What is the martyrs’ complex?

There are people who put others first, they may even think that other people’s experiences are more important than their own, but they end up taking on the role of victims, that is, they are the ones who suffer the most and very intensely. This way of life is what psychology calls a complex martyr.

Psychology understands that the adoption of this attitude is practically voluntary; in fact, in a way, suffering and feelings of persecution fuel certain psychological needs; it is common for people to justify the martyr complex under the excuse of love, duty, or sacrifice.

  • Interestingly.
  • The pursuit of suffering also allows the martyr to feel a little better about himself.
  • In his worldview.
  • Pitying himself is an act of kindness.
  • Because he avoids someone else or gives him more courage.
  • Destructive scheme because it makes you ignore your own needs and find and perpetuate situations that cause you distress.
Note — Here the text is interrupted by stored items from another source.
PR #1043, opened 2023-08-28
Add absorber reflected radiation to heat loss output in evacreceiver

taylorbrown75:
Fix issue #1441 [https://github.com/NREL/SAM/issues/1441](url) 

Add reflective losses to receiver incident thermal power


tyneises (changes requested):
Can you please separate the q_3Reflect term from from the q_34tot term, so that the reporter thermal losses don't include the reflection losses?

tyneises (approved):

To identify someone who may have this complex, it is necessary to observe various behaviors, thoughts, and values. Among them:

Connecting with a person who has complex martyrdom is no easy task, because she is constantly talking about her difficulties and that can affect us considerably.

In addition, it may try to make you feel indebted when you help her, so to deal with these types of people, you should follow three simple strategies:

Harder than dealing with someone with a complex martyr is realizing it and acknowledging that you have it yourself. If you think you are doing so, evaluate your behavior as follows:

First of all, you have to realize and recognize that something is happening, because that is the most important step of change, so you have to look for other ways to act and understand that they will not make you a bad person.

Being accepted or loved is not determined by what you do, but by who you are. Seeking to please and meet everyone’s needs is a mental burden that leads nowhere.

Find different ways to interact in your relationships. Take a different role. Maybe it’s time to take the initiative, make your own decisions, and start taking care of yourself if you’ve been living your life so far.

In this process of change, it is essential to ask whether this is a balanced form of relationship, and it must also be asked whether it is up, down or next to each other.

Above all, take on your responsibilities and respect the freedom of others, it is time to accept your mistakes and understand that each person reacts and understands life differently, so that yours cannot depend on them.

Finally, talk to others about your change process. Surely they will understand and can even help make it easier and more bearable. However, be patient. There are people who may have taken advantage of this situation or simply need more time to adapt to their new way of doing things.